---------- INFORMATION SUPPLIED
PR #107, opened 2024-02-29
ID-1108 Exclude postgresql from terra-common-lib

tlangs:
DRSHub doesn't have a database, so it should exclude the postgresql dependency it gets from Terra Common Lib. Another example of Terra Common Lib doing too much.


Shakespeared (approved):

okotsopoulos (approved):

pshapiro4broad (approved):
Looks OK, although I think there should be a way to configure tcl so it uses `postgres` (and most of the other exclusions here) internally without exporting it. That is, configure the tcl project so that drshub doesn't need to do it.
--------------------
WHAT YOU NEED TO DO
A complete and exact reproduction of the data is needed.

SOLUTION TO THIS PROBLEM
PR #107, opened 2024-02-29
ID-1108 Exclude postgresql from terra-common-lib

tlangs:
DRSHub doesn't have a database, so it should exclude the postgresql dependency it gets from Terra Common Lib. Another example of Terra Common Lib doing too much.


Shakespeared (approved):

okotsopoulos (approved):

pshapiro4broad (approved):
Looks OK, although I think there should be a way to configure tcl so it uses `postgres` (and most of the other exclusions here) internally without exporting it. That is, configure the tcl project so that drshub doesn't need to do it.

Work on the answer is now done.